人事院は2024年6月19日、国家公務員の応募者不足を解消するために、国家公務員試験の一般職(大卒程度)で、法律や土木などの専門試験を行わない区分を創設する方針を明らかにしました。
さらに、一般職の係長級職員を民間から採用するために、省庁合同試験の新設も検討しています。
各省庁の人材確保は危機的な状況にあるとし、中途採用の拡大も含めた試験改革を進める方針です。
同日に公表された「令和5年度年次報告書(人事院)」でも、その内容が盛り込まれています。
この報告書では、職員一人一人が躍動し、Well-being(幸福)が実現される公務を目指した取り組みが強調されています。

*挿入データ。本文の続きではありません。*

PR #887, opened 2020-05-21
Add option to unban when using the unpermaban command

### LINKED ISSUE #739: Unpermaban command should unban the person from chat

alazymeme:
Simple option that allows users to be unbanned from chat upon use of the `!unpermaban` command. Fixes #739 

Pull request checklist:


Felanbird:
I believe the unban should be followed by a 1 second timeout so an unban reason can be added for mod logs. (viewercard)

RAnders00:
The thing @Felanbird wrote can be added separately

alazymeme:
@RAnders00 Do you want me to 100% add it separately? Or just commit it now?

RAnders00:
You can add it now if you want @alazymeme I was just saying it doesn't *have* to be added to this PR

pajbot/modules/basic/permaban.py
```diff
@@ -78,6 +94,12 @@ def unpermaban_command(self, bot, source, message, **rest):
             if self.settings["unban_from_chat"] is True:
                 bot.unban(user)
 
+            if (
```
RAnders00: I think this is a bit unintutive but there has to be a short delay (2 or 3 seconds) between unban and timeout, otherwise the timeout will not work, you can try it out yourself in normal chat. You could just do "bot.execute_later"

pajbot/modules/basic/permaban.py
```diff
@@ -78,6 +94,12 @@ def unpermaban_command(self, bot, source, message, **rest):
...
+                self.settings["enable_send_timeout"] is True
+                and self.settings["unban_from_chat"] is True
+            ):
+                bot.timeout(user, 1, self.settings["timeout_reason"].format(source=source), once=True)
+
```
RAnders00:
```suggestion
            if self.settings["unban_from_chat"] is True:
                bot.unban(user)
                
                if self.settings["enable_send_timeout"] is True:
                    # This is delayed because you can't timeout a user immediately after
                    # unban (some caching effect on Twitch's end, the timeout errors as
                    # if the user was still banned if you don't add a delay)
                    # Delayed by 3 seconds here
                    bot.execute_delayed(
                        3,
                        bot.timeout,
                        user,
                        1,
                        self.settings["timeout_reason"].format(source=source),
                        once=True
                    )
```

RAnders00: Note I didn't check the format, it might need to be reformatted before it can be merged

pajbot/modules/basic/permaban.py
alazymeme: Are you sure? This worked perfectly when I tested it in my own chat.

image

RAnders00: Oh wow, I made an assumption there, it does look like that's been fixed on Twitch's end. A delay used to be necessary

pajbot/modules/basic/permaban.py
```diff
@@ -66,6 +91,12 @@ def unpermaban_command(bot, source, message, **rest):
 
             AdminLogManager.add_entry("Permaban remove", source, log_msg)
 
+            if self.settings["unban_from_chat"] is True:
+                bot.unban(user)
+
+            if self.settings["enable_send_timeout"] is True and self.settings["unban_from_chat"] is True:
+                bot.timeout(user, 1, self.settings["timeout_reason"].format(source=source), once=True)
+
```
RAnders00, line 99: However I'd still like these two blocks to be collapsed
```suggestion
            if self.settings["unban_from_chat"] is True:
                bot.unban(user)

                if self.settings["enable_send_timeout"] is True:
                    bot.timeout(user, 1, self.settings["timeout_reason"].format(source=source), once=True)

```

alazymeme: Wait you marked this as resolved. Did you want me to do it?

RAnders00: I didn‘t mean to, oops. Yes, if you apply this change I can approve this and merge it

alazymeme: I specifically added that extra statement - what is the point of the bot trying to time someone out for 1 second if they're still banned? Unless I'm missing what is actually being changed here (due to the horribly small code block).

RAnders00: The way you proposed it checks unban_from_chat twice. This is just a change to make the check for the unban_from_chat setting once and then put the check for enable_send_timeout one level deeper into that if block. 
Maybe you missed the fact that I added a level of indentation

RAnders00: A timeout still won‘t be done if the unban is disabled.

新時代にふさわしい公務員人事管理の実現を目指し、人事行政諮問会議では以下の課題を横断的に議論しています。
- 採用試験方法の見直し
- 民間人材の採用拡大
- 新卒や若手の処遇改善
- フレックスタイム制の拡充
- 在宅勤務手当の新設
多様なワークスタイル・ライフスタイルの実現と職員の成長を支援する施策が進められています。
その中でも、人材確保は危機的状況にあり、
- 「行動範囲の明確化」
- 「職務ベースの報酬設定」
- 「能力・実績主義の徹底」
- 「自律的なキャリア開発と成長支援」
- 「魅力ある勤務環境の整備」
- 「採用手法の改善」
など、各府省のニーズを踏まえて柔軟に施策を導入し、人材の価値を最大限に引き出し、組織のパフォーマンスの最大化を模索しています。
編集部からのコメント
国家公務員の総合職(俗称:キャリア官僚)では、すでに専門試験を課さず、グループ討議などで総合力を問う教養区分を導入した結果、受験者が増加しました。
この背景を踏まえると、国家公務員試験の一般職においても専門試験を廃止する区分の創設や、民間からの係長級職員の採用を目指す省庁合同試験の導入は、受験者の増加に寄与する可能性が高いです。
各府省の人材確保の危機的状況に対応するためには、柔軟かつ効果的な施策が求められています。
例えば、フレックスタイム制の拡充や在宅勤務手当の新設などの具体的な措置は、多様な人材の確保と維持に大きく貢献するでしょう。